Wenn er dann noch zu niedrig ist, kannst du ihn auf 166 stellen.


----------



## cybergnom (2. September 2003)

Es sei Euch 1000fach gedankt! 

Jetz passt's   

MfG
cyber


----------



## Blaschki (3. September 2003)

Bitte

das ist ein sehr häufiges Problem, vorallem in bei
AMD - Teilen in Verbindung mit EPOX-Mainboard´s.

Habe 4 Rechner hier in der Firma die ein EPOX-Board haben,
und so aller 200-300 Tage stimmen die Taktraten nee mehr.
Da läuft ein 2200+ nur noch wie ein 1800+ 

CU Blaschki


----------



## Thorsten Ball (3. September 2003)

Hi,

dazu kann ich nur sagen dass ich auch ein EpoX Mainboard habe ( 8rda+ ). 

Also dank dir Blaschki, werd ich jetzt ab und zu mal schaun,
ob noch das richtige eingestellt ist 


Grüße,
MrNugget


----------



## dfd1 (4. September 2003)

So generell alle AMD-Board's stellen die Taktrate nicht von Anfang an richtig ein. Hab es jetzt bei ASUS, EPOX und GIGABIT gesehen :-/

Das "Problem"  fängt so bei Athlon XP 2200+ an und geht bis min 2800+.


----------



## the_great_rawuza (5. September 2003)

Stimmt! Fast bei jedem AMD Prozessor ist der Takt falsch eingestellt!
Leute denen das nicht bekannt ist , kriegen das oft nicht mal mit das die CPU niedriger getaktet ist. 
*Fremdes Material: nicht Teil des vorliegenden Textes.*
PR #741, opened 2021-11-01
fixing docs for flux output units

karllark:
Output fluxes in stats file are in physical units, not normalized units (e.g., flux/flux_vega = input RATE values).


karllark:
Oked on slack.

PR #742, opened 2021-11-03
Change frac_area minimum to 50% instead of 10%

### LINKED ISSUE #740: Edge tiles on SD map don't deserve to exist
Based on recent XSEDE experiences, it seems that there are occasions where high SD bins (>2) are populated with only a handful of stars (<5 sources). This to me indicates that we are still having issues with source density bins being abnormally high near the edge of our fields like we saw in issue #703 and as visualized in the following source density maps.

These high SD bins are likely barely populated but end up generating lots of extra ASTs. for no good reason. I suggest we increase the frac_area coverage to at least 20%, if not more.

15891_SMC-2584ne-14274 vgst_source_den_map_plot
15891_SMC-2750ne-8567 vgst_source_den_map_plot

christinawlindberg:
I'm not sure what the second commit is doing in there but the gist is that 1 digit has changed. 

Closes #740


karllark (approved):
Looks great!

PR #749, opened 2022-01-07
Extend correctly extinction curves below 912A

galaxyumi:
To correctly apply dust extinction below 912A, there is need to merge the observed and theoretical extinction curves because the observed ones are not available (or valid) at these short wavelengths. The necessary lines of code were available, but the functionality was off by default. This PR will make the extended extinction curves available for the Gordon16_RvFALaw() by default. 

To make this PR work properly, we need to add MW_Rv*.txt files back to the beast library package. @karllark

### DIFF
--- a/beast/physicsmodel/dust/extinction.py
+++ b/beast/physicsmodel/dust/extinction.py
@@ -517,7 +517,7 @@ class Gordon16_RvFALaw(ExtinctionLaw):
 
         Rv: float
             R(V) of mixture law (default to 3.1)
-       
+
         Alambda: bool
             if set returns +2.5*1./log(10.)*tau, tau otherwise
 
--- a/beast/physicsmodel/dust/extinction.py
+++ b/beast/physicsmodel/dust/extinction.py
@@ -503,7 +503,7 @@ class Gordon16_RvFALaw(ExtinctionLaw):
             np.min([self.ALaw.x_range[1], self.BLaw.x_range[1]]),
         ]
 
-    def function(self, lamb, Av=1, Rv=3.1, Alambda=True, f_A=0.5, **kwargs):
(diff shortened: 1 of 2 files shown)


karllark:
The number of data files that is required to make this work is quite a few (10s of files).  Each file would need a separate line in the beast/config.py file to have them retrieved using the get_libs.py command.  Would it be possible to combine these files into a single file - like as a table where the columns are the different Rv values?

beast/physicsmodel/dust/extinction.py
```diff
@@ -503,7 +503,7 @@ def __init__(self):
             np.min([self.ALaw.x_range[1], self.BLaw.x_range[1]]),
         ]
 
-    def function(self, lamb, Av=1, Rv=3.1, Alambda=True, f_A=0.5, **kwargs):
+    def function(self, lamb, Av=1, Rv=3.1, Alambda=True, f_A=0.5, draine_extend=True, **kwargs):
```
karllark, line 506: Why did you decide that the Draine extension should be done by default?  I would have expected we would not do this by default to allow for the measured extinction curve to be used unless one would like to do something like get the ionized photons.

galaxyumi: Because no one actually goes below F225W and I am only one currently doing. Setting 'draine extension=True' doesn't affect anything above 1695 AA by using the measured extinction curves down to 1695 AA. If I remember correctly, the measured and Draine extinction curves are not that different down to ~1200 AA. If not, please enlighten me. Any cases, I am fine with adding a new parameter in the beast_settings.txt to make this optional.

karllark: I think we should make this optional.  It is somewhat common to ask for predictions in the GALEX FUV band.  So this would affect that case.

PR #6334, opened 2024-09-15
[Alerts] Fix alert name in test_app_flow system test

Yacouby:
adjust the alert name in MM system test, after the changes made in this PR:
https://github.com/mlrun/mlrun/pull/6306


davesh0812 (commented):
We are using those constants in other places also.. why not to normalize them in first place?
Are you sure the test is working? I got some pydentic error from the server...

Yacouby:
> We are using those constants in other places also.. why not to normalize them in first place?
That will demand a change in the schemas, which is not recommended to do now

> Are you sure the test is working? I got some pydentic error from the server...
Yes, I ran the test and it passed on my vmdev

PR #6338, opened 2024-09-16
[DevEnv] Improve patch_remote script

adamdelman:
Improve script for faster building and support for pushing mlrun image

### DIFF
--- a/automation/patch_igz/patch_remote.py
+++ b/automation/patch_igz/patch_remote.py
@@ -13,7 +13,6 @@
 # See the License for the specific language governing permissions and
 # limitations under the License.
 #
-
 import io
 import json
 import logging
@@ -34,12 +33,21 @@ logger = logging.getLogger("mlrun-patch")
 coloredlogs.install(level=log_level, logger=logger, fmt=fmt)
 
 
-class MLRunPatcher:
-    class Consts:
-        mandatory_fields = {"DATA_NODES", "SSH_USER", "SSH_PASSWORD", "DOCKER_REGISTRY"}
-        api_container = "mlrun-api"
-        log_collector_container = "mlrun-log-collector"
+class Constants:
+    mandatory_fields = {"DATA_NODES", "SSH_USER", "SSH_PASSWORD", "DOCKER_REGISTRY"}
+    api_container = "mlrun-api"
+    log_collector_container = "mlrun-log-collector"
+    api = "api"
+    mlrun = "mlrun"
+    log_collector = "log-collector"
+    targets_to_image_name = {
+        api: api_container,
+        mlrun: mlrun,
+        log_collector: log_collector,
+    }
 
+
+class MLRunPatcher:
     def __init__(
         self,
         conf_file: str,
@@ -48,7 +56,7 @@ class MLRunPatcher:
         image_tag: str,
         patch_log_collector_image: bool,
         patch_mlrun_image: bool,
-        patch_api: bool,
+        skip_patch_api: bool,
     ):
         self._config = yaml.safe_load(conf_file)
         patch_yaml_data = yaml.safe_load(patch_file)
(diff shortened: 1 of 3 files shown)


automation/patch_igz/patch_remote.py
```diff
@@ -40,101 +40,120 @@ class Consts:
...
+    def patch(self):
+        version = self._get_current_version()
+        image_tag = self._get_image_tag(version)
+        targets = []
+        if self._patch_api:
+            targets.append("api")
+        if self._patch_mlrun_image:
+            targets.append("mlrun")
+        if self._patch_log_collector_image:
+            targets.append("log-collector")
```
TomerShor: You can move the string to the `Consts` class as you use them in multiple places

automation/patch_igz/patch_remote.py
```diff
@@ -40,101 +40,120 @@ class Consts:
...
+        if not targets:
+            raise ValueError("No targets to patch")
+
+        target_to_built_images = self._make_targets(
+            targets=targets,
+            image_tag=image_tag,
+        )
+        # Docker login and push images
         self._docker_login_if_configured()
```
TomerShor: move this before making the targets to fail fast if needed

automation/patch_igz/patch_remote.py
```diff
@@ -40,101 +40,120 @@ class Consts:
...
-            )
-            built_images.append(built_log_collector_image)
-
-        built_images = self._tag_images_for_multi_node_registries(built_images)
+        built_images = self._tag_images_for_multi_node_registries(
+            target_to_built_images.values()
+        )
         self._push_docker_images(built_images)
 
+        # Connect to the first node and start deployment process
```
TomerShor:
```suggestion
        # Connect to the first node and start deployment patching process
```

automation/patch_igz/patch_remote.py
```diff
@@ -40,101 +40,120 @@ class Consts:
...
         node = self._nodes[0]
         self._connect_to_node(node)
-        try:
-            self._replace_deploy_policy()
-            self._replace_deployment_images(self.Consts.api_container, built_api_image)
-            if self._patch_log_collector:
-                # sanity
-                if not built_log_collector_image:
-                    raise RuntimeError("Log collector image not built")
+        if self._patch_api:
```
TomerShor: what if we only want to patch the log collector?
or the mlrun image? (not api)

automation/patch_igz/patch_remote.py
```diff
@@ -40,101 +40,120 @@ class Consts:
...
+                    "docker",
+                    "login",
+                    docker_registry or "",
+                    "--username",
+                    registry_username,
+                    "--password",
+                    registry_password,
+                ],
+                live=True,
             )
```
TomerShor: Why not failing on error?

automation/patch_igz/patch_remote.py
```diff
@@ -224,12 +254,13 @@ def _push_docker_images(self, built_images):
...
+            ]
             self._exec_local(
-                [
-                    "docker",
-                    "push",
-                    image,
-                ],
+                cmd,
                 live=True,
             )
```
TomerShor: Not that it's wrong, but is there a reasoning for this change?

docs/runtimes/dask-mlrun.ipynb
TomerShor, line 1: How is this related to this PR?

automation/patch_igz/patch_remote.py
```diff
@@ -590,13 +621,42 @@ def _resolve_overwrite_registry(self):
...
+    "--mlrun",
+    is_flag=True,
+    help="Deploy the mlrun image",
+)
+@click.option(
+    "-ap",
+    "--api",
+    is_flag=True,
+    help="Deploy the mlrun API image",
 )
```
TomerShor: Thinking out loud: Maybe we should make this "True" by default, and change it to "skip-api", as most of the time we will use this script to patch the api

TomerShor (changes requested):
Looking good!
Added a couple of comment below

automation/patch_igz/patch_remote.py
```diff
@@ -40,101 +40,120 @@ class Consts:
...
+                [
+                    "docker",
+                    "login",
+                    docker_registry or "",
+                    "--username",
+                    registry_username,
+                    "--password",
+                    registry_password,
+                ],
+                live=True,
```
liranbg: suggest to undo to my changes so allow reading password from stdin and not as plain text

automation/patch_igz/patch_remote.py
adamdelman: fixed

automation/patch_igz/patch_remote.py
```diff
@@ -34,97 +33,123 @@
...
 
-            if self._reset_db:
-                self._reset_mlrun_db()
-            else:
-                self._rollout_deployment()
+                if self._patch_log_collector_image:
+                    self._replace_deployment_images(
+                        Consts.log_collector_container,
+                        target_to_built_images[Consts.log_collector],
+                    )
```
alonmr: this should be outside of `if not self._skip_patch_api:` to support patching only the log collector

automation/patch_igz/patch_remote.py
```diff
@@ -34,97 +33,123 @@
 coloredlogs.install(level=log_level, logger=logger, fmt=fmt)
 
 
-class MLRunPatcher:
-    class Consts:
-        mandatory_fields = {"DATA_NODES", "SSH_USER", "SSH_PASSWORD", "DOCKER_REGISTRY"}
-        api_container = "mlrun-api"
-        log_collector_container = "mlrun-log-collector"
+class Consts:
```
alonmr:
```suggestion
class Constants:
```

automation/patch_igz/patch_remote.py
```diff
@@ -34,97 +33,123 @@
...
-            self._replace_deploy_policy()
-            self._replace_deployment_images(self.Consts.api_container, built_api_image)
-            if self._patch_log_collector:
-                # sanity
-                if not built_log_collector_image:
-                    raise RuntimeError("Log collector image not built")
+        if not self._skip_patch_api:
+            try:
+                # Replace deployment policies and images
+                self._replace_deploy_policy()
```
alonmr: please change the name it's not very indicative 
```suggestion
                self._patch_deployment_from_file()
```

alonmr (changes requested):
Very much needed! Some small comments

automation/patch_igz/patch_remote.py
```diff
@@ -34,97 +33,123 @@
...
-                "log-collector", image_tag, "log-collector"
-            )
-            built_images.append(built_log_collector_image)
-
-        built_images = self._tag_images_for_multi_node_registries(built_images)
+        target_to_built_images = self._make_targets(
+            targets=targets,
+            image_tag=image_tag,
+        )
+        # Docker login and push images
```
TomerShor:
```suggestion
        # build and push images
```

automation/patch_igz/patch_remote.py
TomerShor: This comment still stands..

automation/patch_igz/patch_remote.py
```diff
@@ -34,97 +33,122 @@
...
         logger.info(
-            "Deployed branch successfully! Yay! (Note this may not survive system restarts)"
+            "Deployed branch successfully! (Note: This may not survive system restarts)"
         )
 
     def _docker_login_if_configured(self):
         registry_username = self._config.get("REGISTRY_USERNAME")
         registry_password = self._config.get("REGISTRY_PASSWORD")
-        registry_url = self._config.get("REGISTRY_URL")
+        docker_registry = self._config.get("DOCKER_REGISTRY")
```
alonmr, line 145: need to remove `REGISTRY_URL` from `automation/patch_igz/patch_env_template.yml`

alonmr (approved):

PR #6339, opened 2024-09-16
[Alerts] Refactor EventKind values to use hyphens instead of underscores

Yacouby:
https://iguazio.atlassian.net/browse/ML-7880


davesh0812 (approved):

TomerShor:
Backwards compatibility test break because the schema was changed, but it is a new schema in 1.7.0 so we are good 👍

PR #6345, opened 2024-09-17
[Alerts] Disable alerts by default

TomerShor:
Alerts are Tech Preview in v1.7.0, so they are now disabled by default.

https://iguazio.atlassian.net/browse/ML-7869


Yacouby:
integration tests will fail after this change, maybe we should enable the alerts there ?

server/api/api/endpoints/alerts.py
```diff
@@ -20,6 +20,7 @@
 from sqlalchemy.orm import Session
 
 import mlrun.common.schemas
+import mlrun.common.schemas.alert
```
theSaarco: This seems redundant - is this a leftover? This is the only change in this file, so not sure why it's needed.

mlrun/db/httpdb.py
```diff
@@ -4209,6 +4209,11 @@ def store_alert_config(
         if not alert_data:
             raise mlrun.errors.MLRunInvalidArgumentError("Alert data must be provided")
 
+        if mlrun.mlconf.alerts.mode == mlrun.common.schemas.alert.AlertsModes.disabled:
+            logger.warning(
+                "Alerts are disabled, alert will still be stored but will not be triggered"
+            )
+
```
theSaarco, line 4219: Should add a similar check & warning to the `generate_event` method - since it will be disabled, but will not fail, on the client-side there will be no indication to the situation, and the debug log in the server side will not be visible.

theSaarco (changes requested):
Looks good - there's one minor addition I'd like to add here.

tests/integration/sdk_api/alerts/test_alerts.py
```diff
@@ -26,6 +26,14 @@
 
 
 class TestAlerts(tests.integration.sdk_api.base.TestMLRunIntegration):
+    @classmethod
+    def setup_class(cls):
+        cls.extra_env = cls.extra_env or {}
+        cls.extra_env["MLRUN_ALERTS__MODE"] = (
+            mlrun.common.schemas.alert.AlertsModes.enabled
+        )
+        super().setup_class()
```
Yacouby: This call is likely overwriting or ignoring cls.extra_env if it's being set after the parent class setup logic..
It should be called at the beginning of this flow and not at the end of it

Yacouby (changes requested):
Looks good.
One comment on what I think why the integration tests config are not taking the env-var that you set.

tests/integration/sdk_api/alerts/test_alerts.py
TomerShor: Yes I changed it to only set the `extra_env` class property and not override `setup_class`.

theSaarco (approved):
LGTM

PR #6347, opened 2024-09-17
[Pagination] Page Token Improvements

quaark:
On the last page, don't return the page token, but don't revoke it, so you can use it to go to previous pages (tokens are cleaned up after a configured amount of time of non-usage and when the table reaches a max-size).

### DIFF
--- a/mlrun/db/httpdb.py
+++ b/mlrun/db/httpdb.py
@@ -332,19 +332,18 @@ class HTTPRunDB(RunDBInterface):
         first_page_params["page"] = 1
         first_page_params["page-size"] = config.httpdb.pagination.default_page_size
         response = _api_call(first_page_params)
-        page_token = response.json().get("pagination", {}).get("page-token")
-        if not page_token:
-            yield response
-            return
+
+        yield response
+        page_token = response.json().get("pagination", {}).get("page-token", None)
 
         while page_token:
-            yield response
             try:
                 response = _api_call({"page-token": page_token})
             except mlrun.errors.MLRunNotFoundError:
                 # pagination token expired
                 break
 
+            yield response
             page_token = response.json().get("pagination", {}).get("page-token", None)
 
     @staticmethod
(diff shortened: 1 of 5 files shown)


mlrun/db/httpdb.py
```diff
@@ -332,21 +332,18 @@ def _api_call(_params):
...
-        params_with_page_token = deepcopy(params) or {}
-        params_with_page_token["page-token"] = page_token
+        yield response
+        page_token = response.json().get("pagination", {}).get("page-token", None)
+
         while page_token:
-            yield response
             try:
-                response = _api_call(params_with_page_token)
+                response = _api_call({"page-token": page_token})
```
liranbg, line 344: I suggest to add a comment to why you ignore the params and take only the page token

server/api/utils/pagination.py
```diff
@@ -134,6 +134,15 @@ async def paginate_permission_filtered_request(
             current_page = last_pagination_info.page + 1
             page_size = last_pagination_info.page_size
 
+        if page_size and len(result) < page_size:
+            # on the last page, we don't return the token, but we keep it live in the cache
+            # so the client can access previous pages.
+            # the token will be revoked after some time of none-usage.
+            self._logger.debug(
+                "Last page, not returning token", token=token, method=method.__name__
+            )
```
liranbg: too verbose I think

server/api/utils/pagination.py
```diff
@@ -193,12 +202,11 @@ async def paginate_request(
             )
         except (RuntimeError, StopIteration) as exc:
             if isinstance(exc, StopIteration) or "StopIteration" in str(exc):
+                # don't revoke the token here as we might still want to go to previous pages.
+                # the token will be revoked after some time of none-usage.
                 self._logger.debug(
                     "End of pagination", token=token, method=method.__name__
                 )
```
liranbg: too verbose

liranbg (changes requested):

PR #6349, opened 2024-09-17
[Artifacts] Limit the artifact body size when logging artifacts

moranbental:
To avoid handling large amounts of data in memory, we limit the body size to 16MB. 
If the body exceeds this limit, an error will be raised, directing users to log larger artifacts through files using the `src_path` parameter.
https://iguazio.atlassian.net/browse/ML-7240

### DIFF
--- a/mlrun/utils/helpers.py
+++ b/mlrun/utils/helpers.py
@@ -280,9 +280,7 @@ def validate_artifact_body_size(body: typing.Union[str, bytes, None]) -> None:
             "The body of the artifact exceeds the maximum allowed size. "
             "Avoid embedding the artifact body. "
             "This increases the size of the project yaml file and could affect the project during loading and saving. "
-            "More information is available at "
-            "https://docs.mlrun.org/en/latest/projects/automate-project-git-source.html#setting-and-registering-the-project-artifacts."
-            " For larger objects, please use the `src_path` parameter to log artifacts through files instead."
+            "For larger artifacts, consider logging them through files instead."
         )
 
 
--- a/mlrun/utils/helpers.py
+++ b/mlrun/utils/helpers.py
@@ -282,9 +282,9 @@ def validate_artifact_body_size(body: typing.Union[str, bytes, None]) -> None:
             "The body of the artifact exceeds the maximum allowed size. "
             "Avoid embedding the artifact body. "
             "This increases the size of the project yaml file and could affect the project during loading and saving. "
-            "More information is available at"
-            "https://docs.mlrun.org/en/latest/projects/automate-project-git-source.html#setting-and-registering-the-project-artifacts"
-            "Please use `src_path` instead."
+            "More information is available at "
+            "https://docs.mlrun.org/en/latest/projects/automate-project-git-source.html#setting-and-registering-the-project-artifacts. "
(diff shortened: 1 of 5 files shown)


mlrun/utils/helpers.py
```diff
@@ -267,14 +267,24 @@ def validate_artifact_key_name(
...
+def validate_artifact_body_size(body: typing.Union[str, bytes, None]) -> None:
+    """
+    Validates the size of the artifact body.
+
+    Args:
+        body: The artifact body, which can be a string, bytes, or None.
+
+    Raises:
+        mlrun.errors.MLRunBadRequestError: If the body exceeds the maximum allowed size.
+    """
```
rokatyy: Please follow the same format as here https://github.com/mlrun/mlrun/blob/aee322fc108f2e0a899a7be04a0f0d173c548115/mlrun/utils/helpers.py#L1484-L1488

moranbental: thanks

mlrun/utils/helpers.py
```diff
@@ -267,14 +267,22 @@ def validate_artifact_key_name(
...
+    :raises mlrun.errors.MLRunBadRequestError: If the body exceeds the maximum allowed size.
+    """
     if body and len(body) > MYSQL_MEDIUMBLOB_SIZE_BYTES:
         raise mlrun.errors.MLRunBadRequestError(
             "The body of the artifact exceeds the maximum allowed size. "
             "Avoid embedding the artifact body. "
             "This increases the size of the project yaml file and could affect the project during loading and saving. "
-            "More information is available at"
-            "https://docs.mlrun.org/en/latest/projects/automate-project-git-source.html#setting-and-registering-the-project-artifacts"
+            "More information is available at "
```
alonmr: A few comments about the error message.
1. I don't see any extra information in the link. IMO it can be removed.
2. No need to say "please" and don't specify parameters name of other methods you don't know where you cam from (could be packagers).

alonmr (commented):
I think in the future we should automate creating a file from the artifact body and uploading that tmp file without having the users do it themselves. Maybe worth adding a TODO.

rokatyy (approved):

mlrun/utils/helpers.py
```diff
@@ -274,14 +274,20 @@ def validate_artifact_key_name(
...
+    :raises mlrun.errors.MLRunBadRequestError: If the body exceeds the maximum allowed size.
+    """
     if body and len(body) > MYSQL_MEDIUMBLOB_SIZE_BYTES:
         raise mlrun.errors.MLRunBadRequestError(
             "The body of the artifact exceeds the maximum allowed size. "
             "Avoid embedding the artifact body. "
             "This increases the size of the project yaml file and could affect the project during loading and saving. "
-            "More information is available at"
-            "https://docs.mlrun.org/en/latest/projects/automate-project-git-source.html#setting-and-registering-the-project-artifacts"
+            "For larger artifacts, consider logging them through files instead."
```
liranbg: The error is not correct.
The embedding (upper part) is relevant for when using `inline=True` and the last part is relevant when it is False.

liranbg (changes requested):

liranbg (approved):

Hatte das problem bis jetzt auch jedesmal auf meinen Elitegroup- Boards


----------



## blubber (6. September 2003)

> Stimmt! Fast bei jedem AMD Prozessor ist der Takt falsch eingestellt!


Leute Leute....
Der Takt ist ganz einfach auf 100 Mhz eingestellt, weil mit diesem Takt KEINE AMD CPU bei der ersten Inbetriebnahme das zeitliche segnet, und das ist auch gut so, weil heutzutage jeder Wald- und Wiesenspezialist meint, er könne in 5 Minuten einen Rechner zusammen klopfen, der dann auf Anhieb läuft. 
Ich versteh noch nicht ganz, wo euer Problem ist !? Ist es der enorme Aufwand, den FSB auf 133 Mhz zu stellen, oder ist es das nicht vorhandene Risiko, dass die CPU abrauchen könnte !?
Und wer Probleme mit einem Epox Board hat, weil sich angeblich alle paar Tage mal der FSB verstellt.....schonmal an ein Bios Update nachgedacht?
Ich hab auch ein Epox Board und das läuft und läuft und läuft......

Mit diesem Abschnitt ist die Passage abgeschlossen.